Valuation Risk: Some portfolio holdings, potentially a large portion of the Fund’s investment portfolio, may be valued on the basis of factors other than market quotations. This may occur more often in times of market turmoil or reduced liquidity. There are multiple methods that can be used to value a portfolio holding when market quotations are not readily available. The value established for any portfolio holding at a point in time might differ from what would be produced using a different methodology or if it had been priced using market quotations. Portfolio holdings that are valued using techniques other than market quotations, including “fair valued” securities, may be subject to greater fluctuation in their valuations from one day to the next than if market quotations were used. In addition, there is no assurance that the Fund could sell or close out a portfolio position for the value established for it at any time, and it is possible that the Fund would incur a loss because a portfolio position is sold or closed out at a discount to the valuation established by the Fund at that time.
 
5.
The risk chart within the “ADDITIONAL RISK INFORMATION” section of the Prospectus is updated to reflect that “ESG Investing Risk”, “Mid‑Capitalization Securities Risk” and “Valuation Risk” are principal risks of the Fund and the following risk discussion is added beneath the risk chart:
Mid‑Capitalization Securities Risk.
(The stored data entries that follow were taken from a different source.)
PR #2991, opened 2019-04-29
Fix regression in NodeTraverser

fabpot:


src/NodeTraverser.php
```diff
@@ -69,7 +69,9 @@ protected function traverseForVisitor(NodeVisitorInterface $visitor, \Twig_NodeI
         $node = $visitor->enterNode($node, $this->env);
 
         foreach ($node as $k => $n) {
-            if (false !== ($m = $this->traverseForVisitor($visitor, $n)) && null !== $m) {
+            if (null === $n) {
+                $node->setNode($k, $n);
```
stof: this could be `continue` instead. You don't need to set it again (as it is already set) and it will avoid a deprecation here about setting `null`

stof (commented):
A test should be added covering this to avoid accidental removal.

src/NodeTraverser.php
fabpot: Using `continue` makes the code more verbose. In 2.x, this code is not needed as `$n` can never be `null`.

stof: why is `continue` more verbose than `$node->setNode($k, $n);` ?

fabpot:
With a test now.

src/NodeTraverser.php
fabpot: Oh, got it now :)

fabpot:
and green!

stof (approved):

alexpott:
I've tested this against Drupal 8.6.x and it looks like it works nicely. Thank you for the speedy response!

PR #2993, opened 2019-04-30
Add tests to avoid regressions (via Drupal)

fabpot:


alexpott:
This looks amazing. The only concern I have is the dependency on Drupal demo content that is subject to change - unlikely but obviously you have little control over that.

Not seen the blackfire player before either - that looks very neat.

fabpot:
If the demo changes, it will break and I will update the test, so that's a no-brainer IMHO.

.travis.yml
```diff
@@ -7,37 +7,40 @@ cache:
...
+    - wget https://get.symfony.com/cli/installer -O - | bash
 
 before_script:
     - if [ "$TWIG_EXT" == "yes" ]; then sh -c "cd ext/twig && phpize && ./configure --enable-twig && make && make install"; fi
     - if [ "$TWIG_EXT" == "yes" ]; then echo "extension=twig.so" >> `php --ini | grep "Loaded Configuration" | sed -e "s|.*:\s*||"`; fi
 
-script: ./vendor/bin/simple-phpunit
+script: |
+    ./vendor/bin/simple-phpunit
+    if [ "$DRUPAL" == "yes" ]; then ./drupal_test.sh; fi
```
stof: please do that with 2 separate entries for `script` (it supports arrays, like other sections), to be sure to have proper error handling from Travis here.

drupal_test.sh
```diff
@@ -0,0 +1,50 @@
+#!/bin/bash
+
+set -x
+set -e
+
+export
+
+composer create-project --no-interaction drupal-composer/drupal-project:8.x-dev drupal
+cd drupal
+composer config repositories.fabpot vcs https://github.com/fabpot/Twig
```
stof: you should not add your own fork as a repository here. That won't work for PR builds (and will run the wrong code for branch builds in the main repo). You should instead add a `path` repository pointing to the local Twig clone instead (the one available here). This would probably require making this `drupal` folder a sibling instead of a child though

alexpott:
In that case this just look amazing :) Thanks for doing this.

.travis.yml
```diff
@@ -7,37 +7,40 @@ cache:
...
     - TWIG_EXT=no
+    - DRUPAL=no
 
 before_install:
-    # turn off XDebug
     - phpenv config-rm xdebug.ini || return 0
 
 install:
     - travis_retry composer install
+    - wget https://get.symfony.com/cli/installer -O - | bash
```
stof: why do we need that on all jobs ? `./drupal_test.sh` already does that

stof (changes requested):

.travis.yml
fabpot: done

.travis.yml
fabpot: a left-over, removed

drupal_test.sh
fabpot: Good idea, I will do that.

stof:
idea: override the `script` section entirely for the job running drupal tests, to run *only* the Drupal tests (no need to run the testsuite again). Btw, the `drupal_test.sh` script may then be split into 2 different script, to move all the installation part to `install` or `before_script` rather than `script`, for a better output.

And maybe move it to a separate stage so that it runs only if the testsuite is green ?

drupal_test.sh
```diff
@@ -0,0 +1,47 @@
+#!/bin/bash
+
+set -x
+set -e
+
+cd /tmp
+composer create-project --no-interaction drupal-composer/drupal-project:8.x-dev drupal
+cd drupal
+composer config repositories.pr path $HOME
```
stof: is `$HOME` the actual location of the cloned repo ? I don't think so (and this would not be reusable locally). I suggest reading the location with `pwd` before changing to `/tmp` instead.

drupal_test.sh
```diff
@@ -0,0 +1,51 @@
...
+        param name name
+        param pass pass
+        expect status_code() == 303
+    follow
+        expect status_code() == 200
+    click link('Structure')
+        expect status_code() == 200
+EOF
+./blackfire-player.phar run drupal-tests.bkf --endpoint=$ENDPOINT --variable name=$DRUPAL_Username --variable pass=$DRUPAL_Password
+symfony server:stop
```
stof, line 51: this wil not run if the player fails, right ?

fabpot: Right, but this is only needed locally when testing (Travis will kill it anyway).

drupal_test.sh
```diff
@@ -0,0 +1,51 @@
...
+set -x
+set -e
+
+REPO=`pwd`
+cd /tmp
+rm -rf drupal
+composer create-project --no-interaction drupal-composer/drupal-project:8.x-dev drupal
+cd drupal
+(cd vendor/twig && rm -rf twig && ln -sf $REPO twig)
+echo '$config["system.logging"]["error_level"] = "verbose";' >> web/sites/default/settings.php
```
stof, line 12: should we have some `after_failure` step in the Travis job which would display the latest logs ?

fabpot: This line allows to get detailed errors in the browser, which helps debugging errors locally.

stof: but is there a way to get the error message on Travis ?

drupal_test.sh
```diff
@@ -0,0 +1,51 @@
+#!/bin/bash
+
+set -x
+set -e
+
+REPO=`pwd`
+cd /tmp
+rm -rf drupal
```
stof: should we name the folder `drupal-twig-test` or something like that, to be less likely to remove some meaningful drupal tmp content when running this locally ?

fabpot:
This is now ready and I tested that reverting a recent fix that broke Drupal, the tests would not have passed.

drupal_test.sh
fabpot: Ok

drupal_test.sh
fabpot: Not really. My idea (for now at least) is to have a red feedback when we break something and be able to replicate the error locally for easier debugging. The current script works well on my laptop, which is enough I think for now.

drupal_test.sh
```diff
@@ -0,0 +1,51 @@
+#!/bin/bash
+
+set -x
```
stof, line 3: `set -x` should probably be removed, to make the Travis output more readable (we could still display some specific messages at some points if we need them to understand what gets output)

PR #2995, opened 2019-05-03
Fix partial output leak when a PHP fatal error occurs

### LINKED ISSUE #1962: PHP Catchable fatal errors causes partial rendered template to leak to client
Hi, I'm using twig to format HTML emails to be sent from an API endpoint implemented in Silex. I discovered that if a "PHP Catchable fatal error" is triggered during template rendering, the partially rendered template is output to the API client (!). This almost feels like a security issue, as the rendered template is not intended for the API client but for someone else entirely.

This only seems to happen with some errors, for example when specifying an {{ object }} which cannot be converted to a string. Other errors seem to just throw exceptions and php errors but do not leak the template.

Using twig/twig v1.23.3 from composer, here is a sample case:

``` php
<?php
require('vendor/autoload.php');

class SomeClass { public $value1; public $value2; }
$templates = array(
  'SECRET MAIL CONTENTS no leaks: {{0/0}}',
  'SECRET MAIL CONTENTS no leaks: {{invalid}}',
  'SECRET MAIL CONTENTS no leaks: {{invalid()}}',
  'SECRET MAIL CONTENTS no leaks: {{invalid',
  'SECRET MAIL CONTENTS no leaks: {{obj.invalid}}',
  'SECRET MAIL CONTENTS template DOES leak: {{obj}}',
  'SECRET MAIL CONTENTS no leaks: {{constant(PHP_VERSION)}}',
);
$idx = $_SERVER['argv'][1];
echo "\n\nTrying template $idx\n";
$twig = new Twig_Environment(new Twig_Loader_Array(array('index' => $templates[$idx])));
$obj = new SomeClass();
$htmlForAdmin = $twig->render('index', array('obj' => $obj));
echo "\nDone with template $idx, thanks.\n\n";
```

If you run through the possible templates, you'll see that the fifth template leaks the partial template to the client:

``` sh
for i in 1 2 3 4 5 6 7; do php -d error_reporting=0 testbug.php $i; done
```

Yields:

```
Trying template 1
Done with template 1, thanks.
Trying template 2
Trying template 3
Trying template 4
Done with template 4, thanks.
Trying template 5
SECRET MAIL CONTENTS template DOES leak: 
Trying template 6
Done with template 6, thanks.
Trying template 7
```

And with error reporting for the leaking template:

``` sh
php -d error_reporting=8191 testbug.php 5
```

yields:

```
Trying template 5
PHP Catchable fatal error:  Object of class SomeClass could not be converted to string in /private/tmp/twig_bug/vendor/twig/twig/lib/Twig/Environment.php(403) : eval()'d code on line 20
PHP Stack trace:
PHP   1. {main}() /private/tmp/twig_bug/testbug.php:0
PHP   2. Twig_Environment->render() /private/tmp/twig_bug/testbug.php:18
PHP   3. Twig_Template->render() /private/tmp/twig_bug/vendor/twig/twig/lib/Twig/Environment.php:347
PHP   4. Twig_Template->display() /private/tmp/twig_bug/vendor/twig/twig/lib/Twig/Template.php:366
PHP   5. Twig_Template->displayWithErrorHandling() /private/tmp/twig_bug/vendor/twig/twig/lib/Twig/Template.php:355
PHP   6. __TwigTemplate_6927891b70918e9a5f4eaf6d00ccd7cf0bfc98b7f781b770f99869a64797c516->doDisplay() /private/tmp/twig_bug/vendor/twig/twig/lib/Twig/Template.php:381
SECRET MAIL CONTENTS template DOES leak: 
```

(This is on PHP 5.6.17 via homebrew on OSX 10.11, by the way)

fabpot:
closes #1962 (thank you @fluff for the "trick")

### DIFF
--- a/src/Extension/DebugExtension.php
+++ b/src/Extension/DebugExtension.php
@@ -54,7 +54,7 @@ function twig_var_dump(Environment $env, $context, array $vars = [])
         return;
     }
 
-    ob_start();
+    ob_start(function () { return ''; });
 
     if (!$vars) {
         $vars = [];
--- a/CHANGELOG
+++ b/CHANGELOG
@@ -1,5 +1,6 @@
 * 1.40.2 (2019-XX-XX)
 
+ * fixed partial output leak when a PHP fatal error occurs
  * optimized context access on PHP 7.4
 
 * 1.40.1 (2019-04-29)
--- a/src/Node/MacroNode.php
+++ b/src/Node/MacroNode.php
@@ -104,7 +104,7 @@ class MacroNode extends Node
             ->outdent()
             ->write("]);\n\n")
             ->write("\$blocks = [];\n\n")
-            ->write("ob_start();\n")
+            ->write("ob_start(function () { return ''; });\n")
             ->write("try {\n")
             ->indent()
             ->subcompile($this->getNode('body'))
--- a/src/Node/SetNode.php
+++ b/src/Node/SetNode.php
@@ -58,7 +58,7 @@ class SetNode extends Node implements NodeCaptureInterface
         } else {
             if ($this->getAttribute('capture')) {
                 $compiler
-                    ->write("ob_start();\n")
+                    ->write("ob_start(function () { return ''; });\n")
                     ->subcompile($this->getNode('values'))
                 ;
             }
--- a/src/Node/SpacelessNode.php
+++ b/src/Node/SpacelessNode.php
@@ -31,7 +31,7 @@ class SpacelessNode extends Node
     {
         $compiler
             ->addDebugInfo($this)
-            ->write("ob_start();\n")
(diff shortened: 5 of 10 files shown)


src/Extension/DebugExtension.php
```diff
@@ -54,7 +54,7 @@ function twig_var_dump(Environment $env, $context, array $vars = [])
         return;
     }
 
-    ob_start();
+    ob_start(function ($in) {return ''; });
```
nicolas-grekas: Missing space before return.

nicolas-grekas: I suppose there is no need for the argument btw.

fabpot: fixed

PR #2996, opened 2019-05-03
Add "filter", "map", and "reduce" filters

fabpot:
This PR adds support for 3 new filters: `filter`, `map`, and `reduce`. They take an arrow function as an argument (a PHP closure).

I have restricted the usage of arrow functions as much as possible as it makes no sense to support them everywhere. So, for now, they are only accepted as arguments to filters (using them as arguments to function is not supported but could be easily added if we have a use case).

The syntax is the following: `(x) => x + 3` where `(x)` is the list of arguments, `=>` starts the body, and the body is any Twig expression. Within the arrow function, the context is also available: `(x) => x + offset` works if `offset` is defined in the current context.

~~These new filters will allow us to deprecate the `if` support on the `for` tag, which does not work well with the `loop` variable:~~

```twig

{% set sizes = {xs: 34, s: 36, m: 38, l: 40, xl: 42} %}

{# before #}
{% for name, size in sizes if size < 38 %}
    {{ name }} = {{ size }}
    {% loop.last ? 'LAST' %} {# <--- works with this PR #}
{% endfor %}

{# after #}
{% for name, size in sizes|filter(size => size < 38) %}
    {{ name }} = {{ size }}
    {{ loop.last ? 'LAST' }}
{% endfor %}
```

This closes #2785

### DIFF
--- a/src/ExpressionParser.php
+++ b/src/ExpressionParser.php
@@ -14,6 +14,7 @@ namespace Twig;
 
 use Twig\Error\SyntaxError;
 use Twig\Node\Expression\ArrayExpression;
+use Twig\Node\Expression\ArrowFunctionExpression;
 use Twig\Node\Expression\AssignNameExpression;
 use Twig\Node\Expression\Binary\ConcatBinary;
 use Twig\Node\Expression\BlockReferenceExpression;
@@ -68,8 +69,12 @@ class ExpressionParser
         }
     }
 
-    public function parseExpression($precedence = 0)
+    public function parseExpression($precedence = 0, $allowArrow = false)
     {
+        if ($allowArrow && $arrow = $this->parseArrow()) {
+            return $arrow;
+        }
+
         $expr = $this->getPrimary();
         $token = $this->parser->getCurrentToken();
         while ($this->isBinary($token) && $this->binaryOperators[$token->getValue()]['precedence'] >= $precedence) {
@@ -96,6 +101,38 @@ class ExpressionParser
         }
 
         return $expr;
+    }
+
+    /**
+     * @return ArrowFunctionExpression|null
+     */
+    private function parseArrow()
+    {
+        $stream = $this->parser->getStream();
+        $token = $this->parser->getCurrentToken();
+        $line = $token->getLine();
+        if (!$token->test(Token::PUNCTUATION_TYPE, '|')) {
+            return null;
+        }
+
+        $stream->next();
+        $names = [];
+        while (true) {
+            $token = $this->parser->getCurrentToken();
+            if (!$token->test(Token::NAME_TYPE)) {
+                throw new SyntaxError(sprintf('Unexpected token "%s" of value "%s".', Token::typeToEnglish($token->getType()), $token->getValue()), $token->getLine(), $stream->getSourceContext());
+            }
+            $names[] = $token->getValue();
+            $stream->next();
+            if (!$stream->nextIf(Token::PUNCTUATION_TYPE, ',')) {
+                break;
+            }
+        }
+
+        $stream->expect(Token::PUNCTUATION_TYPE, '|');
+        $stream->expect(Token::ARROW_TYPE);
+
+        return new ArrowFunctionExpression($this->parseExpression(0), $names, $line);
     }
 
     protected function getPrimary()
@@ -499,7 +536,7 @@ class ExpressionParser
             if (!$this->parser->getStream()->test(Token::PUNCTUATION_TYPE, '(')) {
                 $arguments = new Node();
             } else {
-                $arguments = $this->parseArguments(true);
+                $arguments = $this->parseArguments(true, false, true);
             }
 
             $class = $this->getFilterNodeClass($name->getAttribute('value'), $token->getLine());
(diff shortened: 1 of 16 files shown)


hason:
The `if` on the `for` tag should be preserved as syntactic sugar and internally should be converted to the `filter`.

hason:
What about to pass both value and key as arguments to `filter` arrow function (see [`ARRAY_FILTER_USE_BOTH`](https://www.php.net/manual/en/function.array-filter.php)):

```twig
{% for name, size in sizes|filter(|size[, name]| => name != '...') %}
```

src/Token.php
```diff
@@ -200,6 +204,8 @@ public static function typeToEnglish($type)
                 return 'begin of string interpolation';
             case self::INTERPOLATION_END_TYPE:
                 return 'end of string interpolation';
+            case self::ARROW_TYPE:
+                return 'arrow type';
```
kevin-verschaeve: should be just `arrow` no ?

src/Node/Expression/ArrowFunctionExpression.php
```diff
@@ -0,0 +1,55 @@
...
+            if ($i) {
+                $compiler->raw(', ');
+            }
+
+            $compiler->raw('$__'.$name.'__');
+        }
+        $compiler
+            ->raw(') use ($context) { ')
+        ;
+        foreach ($this->getAttribute('names') as $i => $name) {
```
kevin-verschaeve: `$i` is not used

javiereguiluz:
Don't know if it's technically possible (or desirable) but the `|x| => ...` syntax looks like Ruby to me. I fear PHP developers could find this syntax strange.

Could we use the just approved and implemented `(x) => ...` syntax of PHP arrow functions?

```twig
{% for name, size in sizes|filter((size) => size < 38) %}
    {{ name }} = {{ size }}
    {{ loop.last ? 'LAST' }}
{% endfor %}
```

fabpot:
@javiereguiluz I chose `|a| => ` for a good reason :) It makes parsing way more easier. Using `(a) =>` means that we have parsing ambiguities as `()` have already a meaning. It's far from impossible, but I'd like to avoid adding too much complexity for such a feature.

linaori:
I find `|foo|` very confusing, not because it's ruby, but because `|` means that it's a filter over something. If I see the example: `{% for name, size in sizes|filter(|size| => size < 38) %`, I have a lot of issues seeing what this is as I'm used to treat `|` as a filter over the left side. Reading this, it looks like you're trying to do: `sizes | filter( | size | => size`, which looks really weird to me

src/Token.php
fabpot: I wanted to write `arrow function` :)

src/Node/Expression/ArrowFunctionExpression.php
fabpot: removed

fabpot:
@hason I have changed the condition implementation of the `for` tag to remove the limitation (but we need to now convert the iterated var to an array).

fabpot:
I will see if we can use the more natural `(x) => x + 1` without too many changes.

jfcherng:
How about using the same syntax with PHP 7.4's [array function](https://wiki.php.net/rfc/arrow_functions_v2)? The RFC implementation [has been merged](https://github.com/php/php-src/pull/3941#issuecomment-488666209) into the PHP 7.4 branch already.

```php
fn(x) => x + 1
```

The preceding `fn` makes it much easier to parse.

hason:
> @hason I have changed the condition implementation of the `for` tag to remove the limitation (but we need to now convert the iterated var to an array).

It would be useful to support iterators [CallbackFilterIterator](https://www.php.net/manual/en/class.callbackfilteriterator.php).

fabpot:
@hason I'm going to remove the code for the `for` tag from this PR and create another one after merging the main feature of this PR.

fabpot:
Good news, I've changed the syntax to `(x) => x + 1`!

fabpot:
Now with the possibility to omit the `()` when having only one argument: `x => x + 1`

src/ExpressionParser.php
```diff
@@ -98,6 +103,64 @@ public function parseExpression($precedence = 0)
...
+        }
+
+        // first, determine if we are parsing an arrow function by finding => (long form)
+        $i = 0;
+        if (!$stream->look($i)->test(Token::PUNCTUATION_TYPE, '(')) {
+            return null;
+        }
+        $i++;
+        while (true) {
+            // variable name
```
stof, line 130: shouldn't we validate that this is a NAME_TYPE token instead of just going over it ?

fabpot: That's a first pass to check if we can find the arrow. We will throw an exception if needed when parsing for "real".

stof:
should we allow arrow functions only in filter arguments ? What about function arguments, test arguments or custom calls ?

willrowe:
Would it be possible to pass the key as a second argument for `filter` and `map` and as a third argument for `reduce`?

```
filter((value, key) => ...)
map((value, key) => ...)
reduce((carry, value, key) => ...)
```

fabpot:
@stof I don't want to expose arrow function without a good use case. For now, we only need them for functions, so that's why I've only enabled them there.

fabpot:
@willrowe Done for `filter` and `map`, not sure it makes sense for `reduce` (I don't see a use case).

fabpot:
The feature looks "finished" to me now.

The securities of mid‑capitalization companies may be more volatile and may involve more risk than the securities of larger companies. These companies may have limited product lines, markets or financial resources, may lack the competitive strength of larger companies, and may depend on a few key employees. In addition, these companies may have been recently organized and may have little or no track record of success. The securities of mid‑sized companies may trade less frequently and in smaller volumes than more widely held securities. The prices of these securities may fluctuate more sharply than those of other securities, and a Fund may experience some difficulty in establishing or closing out positions in these securities at prevailing market prices. There may be less publicly available information about the issuers of these securities or less market interest in these securities than in the case of larger companies, both of which can cause significant price volatility. Some securities of mid‑sized issuers may be illiquid or may be restricted as to resale. Returns on investments in securities of mid‑capitalization companies could trail the returns on investments in securities of larger or smaller companies.

6.
In connection with the change to the Fund’s name, the Fund has adopted a non‑fundamental policy with respect to investments in securities suggested by its name. Accordingly, the following is added to the “INVESTMENT RESTRICTIONS” section beginning on page 18 of the SAI:
The SPDR MSCI USA Gender Diversity ETF will not, under normal circumstances, invest less than 80% of its net assets, plus the amount of borrowings for investment purposes, in securities of United States companies. Prior to any change in this 80% investment policy, the Fund will provide shareholders with 60 days’ written notice.